What needs to be done:
On every line of the listing, check for "snyksec"; copy the lines that have it.

--------------------

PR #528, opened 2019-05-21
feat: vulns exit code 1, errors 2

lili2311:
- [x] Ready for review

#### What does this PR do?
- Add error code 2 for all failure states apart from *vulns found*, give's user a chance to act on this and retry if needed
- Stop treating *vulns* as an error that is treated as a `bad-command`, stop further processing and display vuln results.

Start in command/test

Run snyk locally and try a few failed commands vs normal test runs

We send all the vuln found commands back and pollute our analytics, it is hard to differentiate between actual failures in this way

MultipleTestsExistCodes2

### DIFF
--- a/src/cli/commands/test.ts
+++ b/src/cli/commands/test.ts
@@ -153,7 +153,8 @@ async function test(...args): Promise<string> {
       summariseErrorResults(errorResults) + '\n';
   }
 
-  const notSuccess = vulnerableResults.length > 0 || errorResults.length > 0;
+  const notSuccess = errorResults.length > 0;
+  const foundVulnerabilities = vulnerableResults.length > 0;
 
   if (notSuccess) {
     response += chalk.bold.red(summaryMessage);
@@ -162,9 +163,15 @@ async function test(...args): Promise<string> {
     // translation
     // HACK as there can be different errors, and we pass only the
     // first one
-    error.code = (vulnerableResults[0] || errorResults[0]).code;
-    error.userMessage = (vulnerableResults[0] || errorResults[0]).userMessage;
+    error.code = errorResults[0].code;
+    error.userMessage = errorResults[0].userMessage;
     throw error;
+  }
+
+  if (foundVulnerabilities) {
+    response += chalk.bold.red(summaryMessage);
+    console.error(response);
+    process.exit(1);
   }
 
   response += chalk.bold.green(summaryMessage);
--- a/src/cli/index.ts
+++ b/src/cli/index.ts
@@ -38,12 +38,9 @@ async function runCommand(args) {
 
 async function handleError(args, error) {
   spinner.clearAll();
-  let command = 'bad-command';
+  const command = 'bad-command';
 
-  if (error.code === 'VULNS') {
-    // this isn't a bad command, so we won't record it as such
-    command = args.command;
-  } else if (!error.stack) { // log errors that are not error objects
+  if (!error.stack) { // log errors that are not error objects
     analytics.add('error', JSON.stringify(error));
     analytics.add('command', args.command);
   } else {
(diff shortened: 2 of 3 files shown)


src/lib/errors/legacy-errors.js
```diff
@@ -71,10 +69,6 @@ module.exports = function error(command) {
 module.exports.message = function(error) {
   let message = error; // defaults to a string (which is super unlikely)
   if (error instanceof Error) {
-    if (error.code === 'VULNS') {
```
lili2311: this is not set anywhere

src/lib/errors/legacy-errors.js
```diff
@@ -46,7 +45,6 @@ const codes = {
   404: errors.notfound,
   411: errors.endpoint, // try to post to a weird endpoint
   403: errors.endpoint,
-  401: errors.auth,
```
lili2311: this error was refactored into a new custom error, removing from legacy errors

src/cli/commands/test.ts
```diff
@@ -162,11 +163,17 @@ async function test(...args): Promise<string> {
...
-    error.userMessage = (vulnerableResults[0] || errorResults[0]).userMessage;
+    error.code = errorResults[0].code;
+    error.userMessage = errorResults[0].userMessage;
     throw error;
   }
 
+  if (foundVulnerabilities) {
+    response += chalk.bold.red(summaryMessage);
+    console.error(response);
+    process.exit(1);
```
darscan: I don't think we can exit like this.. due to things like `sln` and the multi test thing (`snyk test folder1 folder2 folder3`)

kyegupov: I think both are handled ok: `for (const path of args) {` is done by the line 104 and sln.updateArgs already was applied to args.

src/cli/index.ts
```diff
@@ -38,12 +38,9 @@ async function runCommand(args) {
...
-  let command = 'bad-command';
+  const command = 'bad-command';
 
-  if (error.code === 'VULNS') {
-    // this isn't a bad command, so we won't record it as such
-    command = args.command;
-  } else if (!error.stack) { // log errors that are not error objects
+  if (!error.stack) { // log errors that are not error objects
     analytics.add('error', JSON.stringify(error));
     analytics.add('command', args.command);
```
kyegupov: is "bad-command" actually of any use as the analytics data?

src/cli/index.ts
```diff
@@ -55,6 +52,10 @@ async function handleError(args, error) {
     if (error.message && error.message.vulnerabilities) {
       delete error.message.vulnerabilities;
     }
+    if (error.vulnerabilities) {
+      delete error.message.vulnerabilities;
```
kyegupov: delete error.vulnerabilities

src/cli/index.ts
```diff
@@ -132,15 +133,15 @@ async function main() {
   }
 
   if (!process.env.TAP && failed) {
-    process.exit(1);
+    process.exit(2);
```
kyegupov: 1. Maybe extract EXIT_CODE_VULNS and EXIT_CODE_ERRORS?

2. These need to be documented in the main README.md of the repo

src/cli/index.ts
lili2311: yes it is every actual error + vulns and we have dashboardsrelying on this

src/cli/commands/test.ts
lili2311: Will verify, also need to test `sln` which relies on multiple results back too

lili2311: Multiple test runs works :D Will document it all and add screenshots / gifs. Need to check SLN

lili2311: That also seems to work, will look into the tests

--------------------

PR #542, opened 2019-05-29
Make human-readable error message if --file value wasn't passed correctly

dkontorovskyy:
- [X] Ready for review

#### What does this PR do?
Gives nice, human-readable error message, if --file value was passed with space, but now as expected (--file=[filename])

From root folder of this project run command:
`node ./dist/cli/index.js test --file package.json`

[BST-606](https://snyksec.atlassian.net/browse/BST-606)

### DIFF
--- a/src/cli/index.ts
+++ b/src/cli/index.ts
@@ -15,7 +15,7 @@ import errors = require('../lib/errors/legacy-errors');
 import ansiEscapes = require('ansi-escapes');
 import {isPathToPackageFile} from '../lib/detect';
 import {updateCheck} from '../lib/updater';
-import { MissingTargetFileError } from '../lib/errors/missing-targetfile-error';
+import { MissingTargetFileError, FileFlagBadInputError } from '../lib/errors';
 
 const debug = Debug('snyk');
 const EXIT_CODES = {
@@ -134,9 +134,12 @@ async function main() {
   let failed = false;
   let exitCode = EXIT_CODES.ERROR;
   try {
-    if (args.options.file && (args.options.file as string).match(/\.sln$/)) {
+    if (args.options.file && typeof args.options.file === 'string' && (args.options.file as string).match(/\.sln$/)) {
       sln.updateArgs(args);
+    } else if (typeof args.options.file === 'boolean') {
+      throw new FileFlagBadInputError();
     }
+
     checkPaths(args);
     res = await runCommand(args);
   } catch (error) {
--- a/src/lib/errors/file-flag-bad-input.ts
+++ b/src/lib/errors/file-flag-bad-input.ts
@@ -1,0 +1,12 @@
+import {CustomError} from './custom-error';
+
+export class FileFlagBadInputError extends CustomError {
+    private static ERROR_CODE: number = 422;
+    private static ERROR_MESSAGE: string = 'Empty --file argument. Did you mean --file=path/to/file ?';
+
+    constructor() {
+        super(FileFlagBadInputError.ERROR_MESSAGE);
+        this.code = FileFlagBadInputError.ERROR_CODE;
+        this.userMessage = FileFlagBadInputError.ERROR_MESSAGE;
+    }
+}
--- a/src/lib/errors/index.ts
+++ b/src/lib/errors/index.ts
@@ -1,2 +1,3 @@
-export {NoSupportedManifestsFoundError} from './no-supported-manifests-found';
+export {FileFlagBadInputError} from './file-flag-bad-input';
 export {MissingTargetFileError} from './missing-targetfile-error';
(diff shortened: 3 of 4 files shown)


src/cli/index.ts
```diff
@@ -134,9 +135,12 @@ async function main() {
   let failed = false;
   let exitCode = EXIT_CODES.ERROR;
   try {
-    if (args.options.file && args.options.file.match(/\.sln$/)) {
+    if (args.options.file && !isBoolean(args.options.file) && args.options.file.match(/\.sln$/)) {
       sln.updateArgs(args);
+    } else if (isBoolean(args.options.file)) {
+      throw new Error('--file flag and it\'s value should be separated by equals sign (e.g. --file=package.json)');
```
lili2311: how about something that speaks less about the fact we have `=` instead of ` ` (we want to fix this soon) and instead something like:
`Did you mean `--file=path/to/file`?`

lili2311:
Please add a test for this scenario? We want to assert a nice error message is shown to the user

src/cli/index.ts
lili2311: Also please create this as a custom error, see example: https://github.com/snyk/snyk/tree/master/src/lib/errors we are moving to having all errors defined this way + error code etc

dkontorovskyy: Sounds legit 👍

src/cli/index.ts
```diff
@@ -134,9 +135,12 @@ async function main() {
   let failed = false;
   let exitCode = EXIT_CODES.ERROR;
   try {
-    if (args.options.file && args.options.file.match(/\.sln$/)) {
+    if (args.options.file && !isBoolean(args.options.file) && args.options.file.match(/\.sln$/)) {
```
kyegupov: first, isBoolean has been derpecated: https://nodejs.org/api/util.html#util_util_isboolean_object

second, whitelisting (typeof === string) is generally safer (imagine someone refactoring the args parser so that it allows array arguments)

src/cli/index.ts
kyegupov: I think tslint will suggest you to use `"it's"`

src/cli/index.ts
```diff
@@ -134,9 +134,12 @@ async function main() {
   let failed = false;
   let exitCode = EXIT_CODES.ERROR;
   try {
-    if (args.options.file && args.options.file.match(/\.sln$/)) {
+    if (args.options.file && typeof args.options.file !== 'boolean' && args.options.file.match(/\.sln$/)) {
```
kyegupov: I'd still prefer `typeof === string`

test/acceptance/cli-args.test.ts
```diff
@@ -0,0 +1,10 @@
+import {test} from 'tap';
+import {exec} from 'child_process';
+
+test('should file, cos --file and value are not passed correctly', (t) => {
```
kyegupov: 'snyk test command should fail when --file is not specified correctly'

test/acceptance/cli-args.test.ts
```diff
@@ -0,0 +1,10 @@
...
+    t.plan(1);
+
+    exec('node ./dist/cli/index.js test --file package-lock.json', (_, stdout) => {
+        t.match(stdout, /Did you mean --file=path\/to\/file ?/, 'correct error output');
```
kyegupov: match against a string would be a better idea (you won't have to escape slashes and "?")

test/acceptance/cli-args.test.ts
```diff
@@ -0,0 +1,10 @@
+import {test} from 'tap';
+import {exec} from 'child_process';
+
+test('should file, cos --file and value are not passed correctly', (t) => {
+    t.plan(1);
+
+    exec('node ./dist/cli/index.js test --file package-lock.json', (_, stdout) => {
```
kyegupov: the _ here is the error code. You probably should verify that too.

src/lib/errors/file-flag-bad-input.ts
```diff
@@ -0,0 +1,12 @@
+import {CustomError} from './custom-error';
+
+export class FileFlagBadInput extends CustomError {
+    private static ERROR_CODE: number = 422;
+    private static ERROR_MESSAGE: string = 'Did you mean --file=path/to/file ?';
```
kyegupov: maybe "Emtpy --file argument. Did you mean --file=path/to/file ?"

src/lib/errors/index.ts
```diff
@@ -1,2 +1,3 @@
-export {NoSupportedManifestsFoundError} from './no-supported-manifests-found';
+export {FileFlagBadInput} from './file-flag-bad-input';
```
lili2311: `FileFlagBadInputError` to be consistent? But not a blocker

--------------------

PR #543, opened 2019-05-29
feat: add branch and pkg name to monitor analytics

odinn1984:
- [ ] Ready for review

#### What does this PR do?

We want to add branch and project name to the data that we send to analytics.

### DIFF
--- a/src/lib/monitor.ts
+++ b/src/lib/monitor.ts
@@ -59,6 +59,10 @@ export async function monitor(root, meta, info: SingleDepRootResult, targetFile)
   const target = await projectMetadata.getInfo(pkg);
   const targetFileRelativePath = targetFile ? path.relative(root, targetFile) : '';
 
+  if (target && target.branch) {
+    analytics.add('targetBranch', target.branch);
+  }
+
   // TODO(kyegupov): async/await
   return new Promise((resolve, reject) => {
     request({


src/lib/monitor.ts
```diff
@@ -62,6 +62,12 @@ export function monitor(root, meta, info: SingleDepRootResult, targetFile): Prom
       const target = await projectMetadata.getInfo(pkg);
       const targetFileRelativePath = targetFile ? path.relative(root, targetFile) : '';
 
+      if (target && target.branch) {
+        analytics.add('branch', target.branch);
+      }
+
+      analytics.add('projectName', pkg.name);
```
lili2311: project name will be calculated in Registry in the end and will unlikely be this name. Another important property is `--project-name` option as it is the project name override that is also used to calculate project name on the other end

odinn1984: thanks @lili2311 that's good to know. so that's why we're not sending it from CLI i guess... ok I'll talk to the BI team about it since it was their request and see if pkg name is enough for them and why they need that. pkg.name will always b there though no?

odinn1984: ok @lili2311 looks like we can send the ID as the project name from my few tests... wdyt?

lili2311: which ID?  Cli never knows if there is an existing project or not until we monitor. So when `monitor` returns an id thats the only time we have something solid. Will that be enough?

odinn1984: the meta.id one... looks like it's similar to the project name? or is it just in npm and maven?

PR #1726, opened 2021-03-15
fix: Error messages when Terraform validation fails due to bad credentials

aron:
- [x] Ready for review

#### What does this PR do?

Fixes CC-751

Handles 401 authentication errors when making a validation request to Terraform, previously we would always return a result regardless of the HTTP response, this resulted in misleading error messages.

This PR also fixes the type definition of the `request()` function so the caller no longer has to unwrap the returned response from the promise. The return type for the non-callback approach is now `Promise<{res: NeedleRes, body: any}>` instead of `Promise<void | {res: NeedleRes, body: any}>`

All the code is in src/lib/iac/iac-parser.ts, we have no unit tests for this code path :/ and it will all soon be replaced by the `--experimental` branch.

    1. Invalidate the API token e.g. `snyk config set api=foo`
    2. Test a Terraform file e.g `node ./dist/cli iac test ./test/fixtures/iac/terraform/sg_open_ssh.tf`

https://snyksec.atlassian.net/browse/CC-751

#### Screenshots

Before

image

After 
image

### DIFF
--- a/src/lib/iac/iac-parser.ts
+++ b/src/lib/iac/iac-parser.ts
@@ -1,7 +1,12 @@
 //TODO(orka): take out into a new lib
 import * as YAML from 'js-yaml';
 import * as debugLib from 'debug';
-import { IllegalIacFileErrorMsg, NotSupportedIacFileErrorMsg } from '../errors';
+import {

--------------------

Response to this exercise:
[BST-606](https://snyksec.atlassian.net/browse/BST-606)
https://snyksec.atlassian.net/browse/CC-751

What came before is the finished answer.